-- Opening Marker --

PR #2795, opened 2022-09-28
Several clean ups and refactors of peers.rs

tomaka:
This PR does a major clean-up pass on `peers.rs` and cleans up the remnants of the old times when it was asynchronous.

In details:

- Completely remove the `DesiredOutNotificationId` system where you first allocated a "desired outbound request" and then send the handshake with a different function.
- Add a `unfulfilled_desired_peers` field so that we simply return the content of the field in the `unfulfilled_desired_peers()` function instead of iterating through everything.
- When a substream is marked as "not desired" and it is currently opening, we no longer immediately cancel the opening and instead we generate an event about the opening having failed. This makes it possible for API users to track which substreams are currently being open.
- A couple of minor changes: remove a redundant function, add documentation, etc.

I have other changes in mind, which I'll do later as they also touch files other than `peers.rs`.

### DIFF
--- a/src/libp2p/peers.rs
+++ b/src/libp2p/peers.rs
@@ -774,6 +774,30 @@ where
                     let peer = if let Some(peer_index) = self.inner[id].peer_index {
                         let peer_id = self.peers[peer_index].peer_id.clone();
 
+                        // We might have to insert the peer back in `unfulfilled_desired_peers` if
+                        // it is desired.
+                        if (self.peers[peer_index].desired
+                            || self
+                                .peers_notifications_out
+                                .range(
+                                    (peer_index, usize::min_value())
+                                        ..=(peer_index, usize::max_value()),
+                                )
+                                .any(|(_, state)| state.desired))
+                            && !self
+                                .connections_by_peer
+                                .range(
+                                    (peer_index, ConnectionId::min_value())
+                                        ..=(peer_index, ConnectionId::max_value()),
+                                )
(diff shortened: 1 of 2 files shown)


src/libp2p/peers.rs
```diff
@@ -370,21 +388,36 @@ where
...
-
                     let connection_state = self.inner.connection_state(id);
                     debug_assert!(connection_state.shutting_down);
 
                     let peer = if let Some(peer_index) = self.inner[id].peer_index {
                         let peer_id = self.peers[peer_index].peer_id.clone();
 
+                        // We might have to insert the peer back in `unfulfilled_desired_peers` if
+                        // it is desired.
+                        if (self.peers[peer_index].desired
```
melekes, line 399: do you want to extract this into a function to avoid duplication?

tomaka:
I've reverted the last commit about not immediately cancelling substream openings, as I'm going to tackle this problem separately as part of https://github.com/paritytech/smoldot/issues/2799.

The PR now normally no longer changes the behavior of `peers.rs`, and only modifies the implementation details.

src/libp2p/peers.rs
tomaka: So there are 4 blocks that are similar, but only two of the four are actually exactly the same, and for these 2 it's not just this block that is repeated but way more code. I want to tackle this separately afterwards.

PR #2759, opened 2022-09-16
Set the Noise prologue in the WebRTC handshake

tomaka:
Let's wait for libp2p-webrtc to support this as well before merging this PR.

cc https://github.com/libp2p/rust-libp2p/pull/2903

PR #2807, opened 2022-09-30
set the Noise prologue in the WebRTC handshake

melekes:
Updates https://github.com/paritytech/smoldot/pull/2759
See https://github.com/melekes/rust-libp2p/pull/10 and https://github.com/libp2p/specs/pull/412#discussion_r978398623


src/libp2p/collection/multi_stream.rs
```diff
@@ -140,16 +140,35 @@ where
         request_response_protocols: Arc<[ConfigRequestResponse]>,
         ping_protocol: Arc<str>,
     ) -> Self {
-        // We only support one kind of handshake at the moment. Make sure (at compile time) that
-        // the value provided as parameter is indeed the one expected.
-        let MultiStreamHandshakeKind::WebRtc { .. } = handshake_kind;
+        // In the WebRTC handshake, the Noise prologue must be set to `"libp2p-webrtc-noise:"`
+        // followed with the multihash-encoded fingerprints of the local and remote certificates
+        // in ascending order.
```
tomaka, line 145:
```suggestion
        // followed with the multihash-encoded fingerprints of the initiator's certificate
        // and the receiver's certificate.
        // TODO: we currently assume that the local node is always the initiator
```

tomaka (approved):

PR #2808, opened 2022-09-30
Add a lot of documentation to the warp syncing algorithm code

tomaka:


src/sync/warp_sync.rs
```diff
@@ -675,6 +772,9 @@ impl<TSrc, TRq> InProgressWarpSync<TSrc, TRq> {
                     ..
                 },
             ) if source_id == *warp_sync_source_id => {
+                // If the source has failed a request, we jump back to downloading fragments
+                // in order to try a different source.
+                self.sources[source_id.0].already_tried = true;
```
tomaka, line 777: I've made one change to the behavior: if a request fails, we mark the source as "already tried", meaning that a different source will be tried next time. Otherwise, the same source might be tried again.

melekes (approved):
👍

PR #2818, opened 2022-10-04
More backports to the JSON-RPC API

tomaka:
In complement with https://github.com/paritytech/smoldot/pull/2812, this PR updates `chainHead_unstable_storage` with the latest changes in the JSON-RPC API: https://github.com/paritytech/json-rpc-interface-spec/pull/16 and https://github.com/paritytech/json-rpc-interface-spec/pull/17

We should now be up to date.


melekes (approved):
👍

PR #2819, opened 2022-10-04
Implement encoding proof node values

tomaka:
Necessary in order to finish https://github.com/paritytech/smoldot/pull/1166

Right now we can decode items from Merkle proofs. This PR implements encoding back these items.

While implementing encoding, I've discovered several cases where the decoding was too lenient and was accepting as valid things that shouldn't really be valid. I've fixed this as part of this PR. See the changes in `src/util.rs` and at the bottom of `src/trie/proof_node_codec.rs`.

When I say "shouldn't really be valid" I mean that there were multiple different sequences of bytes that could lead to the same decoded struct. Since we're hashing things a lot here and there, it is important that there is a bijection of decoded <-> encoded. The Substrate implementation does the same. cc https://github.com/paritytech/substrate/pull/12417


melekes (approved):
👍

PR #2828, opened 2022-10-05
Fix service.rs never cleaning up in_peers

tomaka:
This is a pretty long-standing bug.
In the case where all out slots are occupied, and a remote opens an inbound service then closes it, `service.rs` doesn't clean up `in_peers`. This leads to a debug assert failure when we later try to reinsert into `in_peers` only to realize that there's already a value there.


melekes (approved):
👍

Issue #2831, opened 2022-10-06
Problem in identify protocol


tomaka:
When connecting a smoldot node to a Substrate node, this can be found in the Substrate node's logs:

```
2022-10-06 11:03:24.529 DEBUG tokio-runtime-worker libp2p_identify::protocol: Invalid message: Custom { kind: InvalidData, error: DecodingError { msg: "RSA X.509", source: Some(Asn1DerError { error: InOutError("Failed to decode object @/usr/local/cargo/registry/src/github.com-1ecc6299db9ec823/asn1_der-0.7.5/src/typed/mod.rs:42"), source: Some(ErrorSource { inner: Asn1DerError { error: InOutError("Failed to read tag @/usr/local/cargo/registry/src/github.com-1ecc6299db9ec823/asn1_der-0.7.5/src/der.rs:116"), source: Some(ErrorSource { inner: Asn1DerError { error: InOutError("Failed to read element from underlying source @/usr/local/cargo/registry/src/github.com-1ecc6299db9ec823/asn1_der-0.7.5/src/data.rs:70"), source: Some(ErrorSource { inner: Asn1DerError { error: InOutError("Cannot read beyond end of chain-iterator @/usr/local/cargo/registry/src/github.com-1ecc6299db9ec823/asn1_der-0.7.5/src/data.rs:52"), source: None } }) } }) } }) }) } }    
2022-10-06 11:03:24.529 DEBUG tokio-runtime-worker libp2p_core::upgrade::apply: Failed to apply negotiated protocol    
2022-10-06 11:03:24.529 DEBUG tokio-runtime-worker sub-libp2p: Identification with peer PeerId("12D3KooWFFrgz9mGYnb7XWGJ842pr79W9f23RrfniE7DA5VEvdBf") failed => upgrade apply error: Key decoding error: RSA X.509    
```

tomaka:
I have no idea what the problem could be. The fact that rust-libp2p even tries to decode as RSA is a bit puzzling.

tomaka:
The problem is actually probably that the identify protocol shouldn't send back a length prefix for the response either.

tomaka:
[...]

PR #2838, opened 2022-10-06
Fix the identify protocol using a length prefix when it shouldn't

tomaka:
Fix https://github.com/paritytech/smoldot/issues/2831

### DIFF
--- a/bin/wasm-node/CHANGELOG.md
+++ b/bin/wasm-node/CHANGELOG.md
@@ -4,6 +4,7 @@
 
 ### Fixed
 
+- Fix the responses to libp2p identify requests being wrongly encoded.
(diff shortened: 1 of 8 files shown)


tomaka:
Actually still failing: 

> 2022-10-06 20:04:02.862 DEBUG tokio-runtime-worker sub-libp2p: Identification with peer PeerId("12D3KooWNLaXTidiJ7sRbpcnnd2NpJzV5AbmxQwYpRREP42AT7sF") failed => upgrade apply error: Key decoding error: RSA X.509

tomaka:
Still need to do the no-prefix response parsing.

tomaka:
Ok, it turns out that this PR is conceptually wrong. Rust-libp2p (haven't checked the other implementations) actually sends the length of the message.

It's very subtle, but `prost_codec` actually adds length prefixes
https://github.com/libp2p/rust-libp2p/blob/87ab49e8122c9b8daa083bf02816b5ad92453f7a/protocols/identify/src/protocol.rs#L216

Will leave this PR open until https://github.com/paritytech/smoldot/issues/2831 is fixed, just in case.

-- Closing Marker --
-- Opening Marker --

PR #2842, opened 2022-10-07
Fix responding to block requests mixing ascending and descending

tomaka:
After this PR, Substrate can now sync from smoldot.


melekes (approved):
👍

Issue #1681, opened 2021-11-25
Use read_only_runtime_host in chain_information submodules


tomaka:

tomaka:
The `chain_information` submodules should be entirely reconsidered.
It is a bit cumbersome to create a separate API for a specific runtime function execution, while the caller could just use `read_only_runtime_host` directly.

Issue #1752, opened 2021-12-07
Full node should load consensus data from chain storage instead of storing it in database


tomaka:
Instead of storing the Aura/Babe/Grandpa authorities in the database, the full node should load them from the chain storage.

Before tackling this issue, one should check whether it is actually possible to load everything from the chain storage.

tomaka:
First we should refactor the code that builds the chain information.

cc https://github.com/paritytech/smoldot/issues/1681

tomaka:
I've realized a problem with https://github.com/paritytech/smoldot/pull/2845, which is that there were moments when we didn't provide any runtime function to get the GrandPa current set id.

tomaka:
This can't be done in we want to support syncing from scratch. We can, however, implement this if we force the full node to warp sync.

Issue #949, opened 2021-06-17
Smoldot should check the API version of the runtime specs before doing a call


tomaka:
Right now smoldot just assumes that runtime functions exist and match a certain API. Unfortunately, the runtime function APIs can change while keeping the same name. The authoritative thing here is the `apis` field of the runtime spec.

-- Closing Marker --
-- Opening Marker --

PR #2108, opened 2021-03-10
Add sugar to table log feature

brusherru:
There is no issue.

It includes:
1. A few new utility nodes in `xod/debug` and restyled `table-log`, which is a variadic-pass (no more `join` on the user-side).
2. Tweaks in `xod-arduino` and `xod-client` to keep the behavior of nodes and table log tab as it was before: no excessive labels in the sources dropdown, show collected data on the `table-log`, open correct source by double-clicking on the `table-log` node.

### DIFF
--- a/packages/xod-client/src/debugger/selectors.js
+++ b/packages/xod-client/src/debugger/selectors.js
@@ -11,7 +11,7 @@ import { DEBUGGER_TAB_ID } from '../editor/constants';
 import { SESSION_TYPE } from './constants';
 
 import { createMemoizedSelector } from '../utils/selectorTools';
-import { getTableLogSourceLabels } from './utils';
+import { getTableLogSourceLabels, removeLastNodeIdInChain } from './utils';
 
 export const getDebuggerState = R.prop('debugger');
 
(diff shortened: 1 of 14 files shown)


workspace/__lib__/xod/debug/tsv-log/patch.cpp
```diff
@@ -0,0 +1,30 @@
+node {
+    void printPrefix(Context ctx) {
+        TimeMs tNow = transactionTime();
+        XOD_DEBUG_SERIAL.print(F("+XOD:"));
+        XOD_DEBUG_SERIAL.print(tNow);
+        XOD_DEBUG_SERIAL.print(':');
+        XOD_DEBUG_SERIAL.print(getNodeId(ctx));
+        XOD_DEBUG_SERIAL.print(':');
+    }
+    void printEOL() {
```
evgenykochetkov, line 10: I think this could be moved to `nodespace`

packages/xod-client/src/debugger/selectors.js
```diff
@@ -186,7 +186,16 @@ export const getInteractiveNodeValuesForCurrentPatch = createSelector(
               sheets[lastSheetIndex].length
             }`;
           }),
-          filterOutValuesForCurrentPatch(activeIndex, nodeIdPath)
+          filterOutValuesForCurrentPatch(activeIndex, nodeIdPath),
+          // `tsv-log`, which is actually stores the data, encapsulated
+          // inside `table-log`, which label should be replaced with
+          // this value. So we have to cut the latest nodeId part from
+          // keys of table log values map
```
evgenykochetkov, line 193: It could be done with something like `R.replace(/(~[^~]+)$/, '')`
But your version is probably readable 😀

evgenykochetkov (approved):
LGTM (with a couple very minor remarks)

-- Closing Marker --

## Task prompt
Write out only the lines that run from the line containing "In complement with" through the line containing "This is a pretty long-standing bug.", both included, exactly as they appear above.

## Answer to the problem
In complement with https://github.com/paritytech/smoldot/pull/2812, this PR updates `chainHead_unstable_storage` with the latest changes in the JSON-RPC API: https://github.com/paritytech/json-rpc-interface-spec/pull/16 and https://github.com/paritytech/json-rpc-interface-spec/pull/17

We should now be up to date.


melekes (approved):
👍

PR #2819, opened 2022-10-04
Implement encoding proof node values

tomaka:
Necessary in order to finish https://github.com/paritytech/smoldot/pull/1166

Right now we can decode items from Merkle proofs. This PR implements encoding back these items.

While implementing encoding, I've discovered several cases where the decoding was too lenient and was accepting as valid things that shouldn't really be valid. I've fixed this as part of this PR. See the changes in `src/util.rs` and at the bottom of `src/trie/proof_node_codec.rs`.

When I say "shouldn't really be valid" I mean that there were multiple different sequences of bytes that could lead to the same decoded struct. Since we're hashing things a lot here and there, it is important that there is a bijection of decoded <-> encoded. The Substrate implementation does the same. cc https://github.com/paritytech/substrate/pull/12417


melekes (approved):
👍

PR #2828, opened 2022-10-05
Fix service.rs never cleaning up in_peers

tomaka:
This is a pretty long-standing bug.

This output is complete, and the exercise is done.